Volant aux enfants leur innocence, leur confiance et leur capacité à s’émerveiller pour s’en nourrir jusqu’à les détruire, instaurant le secret à l’égard des adultes tiers, Peter fonctionne comme une figure de prédateur pédophile. Il annihile les enfants dans leur identité et éteint la lumière dans leurs yeux comme la Grande Guerre vient de commencer à le faire pour les jeunes hommes – une perte de l’innocence qui conduisit indirectement aux désastres de la Seconde Guerre mondiale, car rien n’est jamais sans conséquence dans la réalité contrairement à ce qu’affirme Peter.
On ne peut pas rester enfant. On ne peut échapper à l’âge adulte. Peter Pan, qui prétend le contraire, est un menteur qui use de la séduction illusoire de la liberté totale pour prendre au piège des enfants afin de les utiliser à son unique profit.
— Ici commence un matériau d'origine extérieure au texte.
PR #3147, opened 2015-05-07
Fix #2549, add tag support for ELBs

### LINKED ISSUE #2549: Boto should support ELB Tags

JaredReisinger:
Adds getting, adding, and removing tags from ELBs, both from an ELBConnection or from an individual LoadBalancer.

### DIFF
--- a/boto/ec2/elb/__init__.py
+++ b/boto/ec2/elb/__init__.py
@@ -30,6 +30,7 @@ from boto.ec2.instanceinfo import InstanceInfo
 from boto.ec2.elb.loadbalancer import LoadBalancer, LoadBalancerZones
 from boto.ec2.elb.instancestate import InstanceState
 from boto.ec2.elb.healthcheck import HealthCheck
+from boto.ec2.elb.tag import TagDescriptions
 from boto.regioninfo import RegionInfo, get_regions, load_regions
 import boto
 from boto.compat import six
@@ -756,3 +757,70 @@ class ELBConnection(AWSQueryConnection):
                                'Subnets.member.%d')
         return self.get_list('DetachLoadBalancerFromSubnets',
                              params, None)
+
+    # Tag methods
+
+    def build_tag_param_list(self, params, tags):
+        keys = sorted(tags.keys())
+        i = 1
+        for key in keys:
+            value = tags[key]
+            params['Tags.member.%d.Key' % i] = key
+            if value is not None:
+                params['Tags.member.%d.Value' % i] = value
+            i += 1
+
+    def get_all_tags(self, load_balancer_names=None):
+        """
+        Retrieve all the metadata tags associated with your ELB(s).
+
+        :type load_balancer_names: list
+        :param load_balancer_names: An optional list of load balancer names.
+
+        :rtype: list
+        :return: A list of :class:`boto.ec2.elb.tag.Tag` objects
+        """
+        params = {}
+        if load_balancer_names:
+            self.build_list_params(params, load_balancer_names,
+                                   'LoadBalancerNames.member.%d')
+
+        return self.get_object('DescribeTags', params, TagDescriptions,
+                               verb='POST')
+
+    def add_tags(self, load_balancer_names, tags):
+        """
+        Create new metadata tags for the specified resource ids.
+
+        :type load_balancer_names: list
+        :param load_balancer_names: A list of load balancer names.
+
+        :type tags: dict
+        :param tags: A dictionary containing the name/value pairs.
+                     If you want to create only a tag name, the
+                     value for that tag should be the empty string
+                     (e.g. '').
+        """
+        params = {}
+        self.build_list_params(params, load_balancer_names,
+                               'LoadBalancerNames.member.%d')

On se rappellera qu’échapper aux contraintes du monde et de l’âge adulte ne réussit guère non plus à Pinocchio et aux enfants enfuis vers l’Ile des plaisirs où ils sont transformés en ânes. Grandir est une nécessité triste (comme le disait Remy de Gourmont, parlant du travail) ; le monde est plein de nécessités tristes.
Ce qui n’est pas triste est de lire ce très beau roman. On y trouvera autant de plaisir que de matière à réflexion. On en sortira touché, charmé, heureux d’avoir passé quelque heures en compagnie de Wendy.
It Came from Neverland, Cynthia Pelayo
PS : Ce roman est de ceux qu'on peut lire pour commencer à lire en anglais. Clair, facile et sur une base connue, il sera une porte d'entrée efficace.
PS2 : Peter Pan naît d’abord dans un roman pour adultes de J. M. Barrie, The Little White Bird, en 1902. Il y apparaît comme un bébé entre l’humain et l’oiseau, vivant dans les jardins de Kensington. Barrie reprend ensuite ce personnage dans une pièce de théâtre créée en 1904, qui rencontre un grand succès. Les épisodes de Peter Pan sont publiés séparément en 1906, puis Barrie développe l’histoire en roman en 1911 sous le titre Peter and Wendy. Le personnage pourrait avoir été inspiré par David, le frère de Barrie, mort enfant et gardé dans le souvenir familial comme un garçon qui n’a jamais grandi.